Complex Coacervate Core Micelles for the Dispersion and Stabilization of Organophosphate Hydrolase in Organic Solvents.

Organophosphate (OP) nerve agents are a class of chemical warfare agents (CWAs) that exist as bulk stocks in current and past war zones. Thus, a technology that can perform on-site decontamination in a safe and timely fashion is desirable.
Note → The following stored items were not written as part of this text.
PR #6235, opened 2020-08-19
Fix #6226: Added closestWidgetVar EL function

### LINKED ISSUE #6226: EL function closestWidgetVar
Currently you have an EL method `resolveWidgetVar(String expression, UIComponent source)` to find a widget var. I would like to have a method to find the widget var relative to the current component, so go up to the root until a component which implements `Widget` is found.

I created this method in my project:
```
  public static String closestWidgetVar() {
    return Stream.iterate(Components.getCurrentComponent().getParent(),
                          c -> Objects.nonNull(c.getParent()),
                          UIComponent::getParent)
            .filter(Widget.class::isInstance)
            .findFirst()
            .map(Widget.class::cast)
            .map(Widget::resolveWidgetVar)
            .map(w -> String.format("PF('%s')", w))
            .orElse(null);
  }
```
It uses Java 9 and OmniFaces, so it needs a bit of rewriting. If you want to I can create a PR for this.

jepsar:
Fixes #6226

### DIFF
--- a/src/main/java/org/primefaces/expression/SearchExpressionUtils.java
+++ b/src/main/java/org/primefaces/expression/SearchExpressionUtils.java
@@ -87,7 +87,7 @@ public class SearchExpressionUtils {
                 expression);
 
         if (resolvedComponent instanceof Widget) {
-            return javascriptWidgetVar((Widget) resolvedComponent, context);
+            return ((Widget) resolvedComponent).resolveWidgetVar(context);
         }
         else {
             throw new FacesException("Component with clientId " + resolvedComponent.getClientId() + " is not a Widget");
@@ -103,14 +103,10 @@ public class SearchExpressionUtils {
     public static String closestWidgetVarFor(UIComponent component) {
         Widget widget = ComponentTraversalUtils.closest(Widget.class, component);
         if (widget != null) {
-            return javascriptWidgetVar(widget, FacesContext.getCurrentInstance());
+            return widget.resolveWidgetVar(FacesContext.getCurrentInstance());
         }
         else {
             throw new FaceletException("Component with clientId " + component.getClientId() + " has no Widget as parent");
         }
-    }
-
-    private static String javascriptWidgetVar(Widget widget, FacesContext context) {
-        return "PF('" + ((Widget) widget).resolveWidgetVar(context) + "')";
     }
 }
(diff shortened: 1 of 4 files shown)


src/main/java/org/primefaces/expression/SearchExpressionUtils.java
```diff
@@ -85,10 +87,30 @@ public static String resolveWidgetVar(String expression, UIComponent component)
...
-            return "PF('" + ((Widget) resolvedComponent).resolveWidgetVar(context) + "')";
+            return javascriptWidgetVar((Widget) resolvedComponent, context);
         }
         else {
             throw new FacesException("Component with clientId " + resolvedComponent.getClientId() + " is not a Widget");
         }
     }
+
+    // used by p:closestWidgetVar
+    public static String closestWidgetVar() {
```
jepsar: I wasn't sure where to put these methods... is it okay to have them here?

melloware (approved):
Looks good to me but will let Thomas review

tandraschko:
i dont like your change that you automatically add PF('') now
this breaks backward compatibility and doesnt allow to just resolve the widgetVar anymore, without having PF('') around

jepsar:
> i dont like your change that you automatically add PF('') now
> this breaks backward compatibility and doesnt allow to just resolve the widgetVar anymore, without having PF('') around

I didn't change that, I just moved it to a method to DRY things up and fixed the documentation.

https://github.com/primefaces/primefaces/blob/de9a16e875e66c7233aa30fb714b3be7409c2c02/src/main/java/org/primefaces/expression/SearchExpressionUtils.java#L88

.. but I agree it's a bit odd. I was surprised it was working like that. Shall I remove it?

tandraschko:
oha, i see
please, it should just return the varName, not PF('')

tandraschko:
and IMO we should not create 2 methods for it with different names, we had it in the past and its dirty

i think we have 2 solutions:
- test overloading with all current containers (it didnt work in the past)
or
- always pass the UIComponent like we did for resolveClientId. So you always need: #{p:closestWidgetVar(component)}

#{component} like like UIComponet.getCurrentComponent

jepsar:
@tandraschko done

tandraschko:
Please also adjust the migration guide that people must add PF('') now

jepsar:
> Please also adjust the migration guide that people must add PF('') now

Done as well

Here, complex coacervate core micelles (C3Ms) were used to encapsulate organophosphate hydrolase (OPH) and chemostabilize it to maintain activity after exposure to organophosphate simulants ethanol and dimethyl methylphosphonate (DMMP). C3Ms were formed by two polymers-poly(acrylic acid) (PAA) and poly(oligo(ethylene glycol) methacrylate)-b-poly(4-vinyl N-methylpyridyl iodide), (POEGMA-b-qP4VP). Complexes of the coacervate micelles with the enzyme OPH were investigated by small angle neutron scattering (SANS), dynamic light scattering (DLS), and transmission electron microscopy (TEM), demonstrating the formation of micellar structures in solution. The activity of OPH against methyl paraoxon in these C3Ms under aqueous conditions was assayed after heat treatment for 3 days at 37 °C. The OPH in C3Ms retained 88 ± 7% of its initial activity, as compared to the 48 ± 3% activity retained by OPH alone, indicating that the C3Ms were able to stabilize the enzyme to heat treatment. C3Ms transferred into the two organic solvents formed larger structures than inverse micelles formed by the block copolymer alone. The addition of OPH to the C3Ms in organic solvents did not significantly change their structure. The activity of OPH (again, against methyl paraoxon) after 24 h of incubation at 4 °C was measured and compared to that of OPH in C3Ms. While OPH alone retained less than 5% of its activity after this incubation in both solvents, OPH in C3Ms retained 35 ± 3% of its activity in DMMP and 26 ± 1% of its activity in ethanol.